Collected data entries

Issue #455, opened 2020-05-22
nibabel can't read my data and heudiconv doesn't explain why


Terf:
### Summary

When I run
```
docker run -v $PWD:/base nipy/heudiconv \
-d "/base/Data/{subject}-{session}/Hopkins/dicom/*/*.dcm" \
-o /base/Nifti/ -f convertall -s 01 -ss 001 -c none --overwrite
```
I get an error that `nibabel.nicom.dicomwrappers.WrapperError: File contains more than one StackID. Cannot handle multi-stack files`. Would anyone know what a `StackID` even is? I can't find much about it either in the heudiconv docs or elsewhere online, but the stack trace indicates the problem occurs on [line 105](https://github.com/nipy/heudiconv/blob/1f6ae74f7f06c0e7d2702623794eff62a3bd50ca/heudiconv/dicoms.py#L105) in the heudiconv source where you can see a try-catch block, but only KeyErrors are caught. So, I tried catching all errors by using sed to remove ` KeyError`:
```
docker run -v $PWD:/base --entrypoint="" nipy/heudiconv bash -c \
"sed -i 's/ KeyError//g' /src/heudiconv/heudiconv/dicoms.py && heudiconv -d '/base/Data/{subject}-{session}/Hopkins/dicom/*/*.dcm' -o /base/Nifti/ -f convertall -s 01 -ss 001 -c none --overwrite"
```
which does bypass the error in that particular spot but moves the problem downstream so it simply fails a bit later in the run. I’ve never seen this issue with other datasets I’ve converted, so I assume the issue is actually with the data, not the code, but I have no idea what it could be. Does anyone else? Ultimately I hope to submit a PR that catches the nibabel exception and raises our own exception with more of an explanation.

### Platform details:

Choose one:
- [ ] Local environment

- [x] Container: nipy/heudiconv (latest tag as of 5/22/20)

- Heudiconv version: 0.8.0

yarikoptic:
I am away from laptop ATM, but if you try with --minmeta (check for correct spelling in --help) would it work?
Any chance you could share a sample of such dicoms?

Terf:
I tried again with the `--minmeta` option (the help says that is the correct spelling), but got the same multi-stack files error. I will ask again but unfortunately I almost certainly cannot share any data. 

[...]

PR #800, opened 2024-10-31
Require nibabel >= 5.3.1 (fixes issues with enhanced DICOMs), and drop Python 3.8 support 

bpinsard:
to avoid a bunch of enhanced dicoms issues, notably through dcmstack. 
eg. 
```
dcmstack.dcmmeta.InvalidExtensionError: The extension is not valid: Missing required base classification time
``` 
should be fixed.

### DIFF
--- a/heudiconv/info.py
+++ b/heudiconv/info.py
@@ -11,7 +11,6 @@ CLASSIFIERS = [
     "Environment :: Console",
     "Intended Audience :: Science/Research",
     "License :: OSI Approved :: Apache Software License",
-    "Programming Language :: Python :: 3.8",
     "Programming Language :: Python :: 3.9",
     "Programming Language :: Python :: 3.10",
     "Programming Language :: Python :: 3.11",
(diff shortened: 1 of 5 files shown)


bpinsard:
looks like nibabel drop 3.8 support, should heudiconv  do the same? @yarikoptic

yarikoptic:
> looks like nibabel drop 3.8 support, should heudiconv do the same? @yarikoptic

I guess we could.
- https://github.com/nipy/heudiconv/pull/801

heudiconv/info.py
```diff
@@ -27,7 +27,7 @@
     "dcmstack>=0.8",
     "etelemetry",
     "filelock>=3.0.12",
-    "nibabel",
+    "nibabel>=5.3.1",
```
yarikoptic, line 30: remind me -- why we did not have that issue before? if that is just a buggy singular nibabel version - we better just exclude that one

bpinsard: Forgot to note the version that was causing this issue before upgrading, but has been there for a while https://github.com/nipy/heudiconv/issues/455#issuecomment-633105835 and my environment wasn't that old.  Also we had https://github.com/nipy/nibabel/pull/1378 recently merge that solved failing tests.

■ WHAT THE TASK ASKS ■
Only lines containing "correct" belong in the answer; copy every such line from the records.

■ TASK RESPONSE ■
I am away from laptop ATM, but if you try with --minmeta (check for correct spelling in --help) would it work?
I tried again with the `--minmeta` option (the help says that is the correct spelling), but got the same multi-stack files error. I will ask again but unfortunately I almost certainly cannot share any data. 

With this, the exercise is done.